In other words, NT's can compartmentalize both our sexual lives from our emotional lives, and we can also compartmentalize our work life from our personal life. We have to remind ourselves that this is abnormal and that most others not only don't operate this way, they can't conceive of operating this way. 

In terms of NSA sex, yes, definitely stay away from the strong Fi's. Unless they've got other issues going on, they won't sleep with you unless they want something more. You're only going to hurt them if you take advantage of that.


----------



## C. Cal. MindTraipse (Nov 13, 2011)

redmanXNTP said:


> In terms of NSA sex, yes, definitely stay away from the strong Fi's. Unless they've got other issues going on, they won't sleep with you unless they want something more. You're only going to hurt them if you take advantage of that.

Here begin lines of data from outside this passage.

PR #2336, opened 2023-09-11
Add FDS API reference documentation

adam-narozniak:
The API reference is structured such that the navigation between modules is easier:
* single file per class,
* structure that creates toggle buttons on the side bar.

### DIFF
--- a/datasets/doc/source/ref-federated_dataset.rst
+++ b/datasets/doc/source/ref-federated_dataset.rst
@@ -1,0 +1,34 @@
+﻿federated\_dataset
+==================
+
+.. toctree::
+   :hidden:
+
+   ref-federated_dataset.FederatedDataset
+
+.. automodule:: federated_dataset
+
+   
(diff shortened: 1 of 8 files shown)


datasets/doc/source/ref-federated_dataset.rst
```diff
@@ -0,0 +1,34 @@
+﻿federated\_dataset
```
danieljanes, line 1: We probably don't need this module documents. We expect users to use `from flwr_datasets import FederatedDataset`, and never use `flwr_datasets.federated_dataset`. The same goes for the `partitioner` package: we only want users to use whatever gets exported from that package (i.e., mentioned in `__init__.__all__`), but we don't want users to depend on the modules in that package (we might want to rename/restructure them later, the module name should be treated as an implementation detail).

danieljanes (changes requested):

PR #2331, opened 2023-09-11
Decouple client instantiation and task execution for simulation

jafermarq:
Decoupling `client_fn` (callable that creates the client instance) and `job_fn` (callable that instantiates client and runs a particular workload, e.g. `fit()`) allows for the VCE to add support to, among other things, stateful clients. This is a necessary first step to achieve that goal.

PR #2303, opened 2023-09-06
Add client_fn argument to start_server

danieljanes:
### Checklist

- [ ] Implement proposed change
- [ ] Write tests
- [ ] Update [documentation](https://flower.dev/docs/writing-documentation.html)
- [ ] Update [changelog](https://github.com/adap/flower/blob/main/doc/source/changelog.rst)
- [ ] Make CI checks pass
- [ ] Ping maintainers on [Slack](https://flower.dev/join-slack/) (channel `#contributions`)

PR #2341, opened 2023-09-11
Add support for stateful clients

jafermarq:
This PR introduces simple (but sufficient for most cases) support for stateful clients. All clients are stateful now (with state being a simple dataclass with nothing but the client-id). The state is transparently injected each time a client is instantiated and the result is retrieved before the client object is destroyed (recall in simulation clients are ephemeral). 

This PR assumes #2331 is merged. it is also compatible with the ideas in #2303.

This PR replaces the contents of #2148 and #2160 so they should be closed/deleted


jafermarq:
Let's first work on and merge #2389, where the definition of `ClientState` and `WorkloadState` is introduced.

phdcybersec:
Hello there, and thanks for the work on supporting stateful clients. I see this PR is closed because the feature is supposed to be supported via the other mentioned issues. However, I'm not sure to understand how. Are those released in Flower 1.6? Is there any documentation on using stateful clients that I missed? Thanks again.

PR #2345, opened 2023-09-12
Add Flower Datasets tests as GitHub workflow

adam-narozniak:
Run standard tests for Flower Dataset based on GitHub workflow.


.github/workflows/datasets.yml
```diff
@@ -0,0 +1,42 @@
...
+    branches:
+      - main
+    paths:
+      - "datasets/flwr_datasets/**"
+  pull_request:
+    branches:
+      - main
+    paths:
+      - "datasets/flwr_datasets/**"
+
```
tanertopal, line 14:
```suggestion
concurrency:
  group: ${{ github.workflow }}-${{ github.ref == 'refs/heads/main' && github.run_id || github.event.pull_request.number || github.ref }}
  cancel-in-progress: true

```

.github/workflows/datasets.yml
```diff
@@ -0,0 +1,46 @@
...
+        # https://github.com/actions/runner-images/blob/main/images/linux/Ubuntu2204-Readme.md#python
+        # In case of a mismatch, the job has to download Python to install it.
+        # Note: Due to a bug in actions/setup-python we have to put 3.10 in
+        # qoutes as it will otherwise will assume 3.1
+        python: [3.8, 3.9, '3.10']
+
+    name: Python ${{ matrix.python }}
+
+    steps:
+      - uses: actions/checkout@v3
```
tanertopal, line 38:
```suggestion
      - uses: actions/checkout@v4
```

.github/workflows/datasets.yml
```diff
@@ -0,0 +1,46 @@
...
+        # Note: Due to a bug in actions/setup-python we have to put 3.10 in
+        # qoutes as it will otherwise will assume 3.1
+        python: [3.8, 3.9, '3.10']
+
+    name: Python ${{ matrix.python }}
+
+    steps:
+      - uses: actions/checkout@v4
+      - name: Bootstrap
+        uses: ./../.github/actions/bootstrap
```
tanertopal, line 40:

Yes, that's what I wanted to say, but I didn't know how.


----------



## n2freedom (Jun 2, 2011)

C. Cal. MindTraipse said:


> I also have the switch. I think of it like this: I love you, but that doesn’t mean I have to be around you; that doesn’t mean I need to talk to you on the phone or call or text; and that doesn’t mean I’ll stop loving if we go the rest of our lives never seeing one another again—that love does not and should not have such requirements as time and space. If I love you, I love you, and almost nothing is going to change that. It’s a cold, hard fact. Although no one really gets this, and I’m asked: hypothetically, if you loved me, then wouldn’t you want to call me and be with me and do super gay things like snuggling? In which case I have to explain the different sorts of love, making distinctions between the appearance of love, and what IS love. But the switch DOESN’T pertain to the incredibly rare girl that I fall head over heels for, almost instantaneously. That love is almost beyond love, like passionate agape—but at the same time very rational, and yet, doubly, entirely illogical. The last girl I dated, this happened with—and I still love her as much and more as the first time I saw/met her.
> 
> So I’m not really sure what I’m getting at, but what I do know is that while a ‘no strings’ relationship is difficult to puppeteer, good things can come from it. One of my best friends is a girl who this happened with (although the terms were never clear) and after the ‘sex break up,’ and after several months of handwritten letters, we managed to realize that with or without sex, we made great friends. So that is what we became.


 I totally get where you are coming from when you talk about your switch and love.


----------



## redmanXNTP (May 17, 2011)

C. Cal. MindTraipse said:


> Yes, that's what I wanted to say, but I didn't know how.


Cool. Glad I could contribute to the collaborative wisdom that is the message board.


----------



## C. Cal. MindTraipse (Nov 13, 2011)

Mountain Climber said:


> We robots are the children of men who would spank us and then tell us, "don't cry or I'll give you something to REALLY cry about."
> My Dad was so strict. He would have me vacuum our living room or my bedroom, and then go in for his inspection. He would see a speck of dust, instead of simply picking it up and placing it in the trash, he would have me vacuum the whole entire room again. I can give you a hundred examples like these from my childhood.
> 
> I was the tough tomboy girl. My Dad would spank me, I mean REALLY spank me and say that thing he said. I would look him in the eye afterwards and say, "that did not hurt."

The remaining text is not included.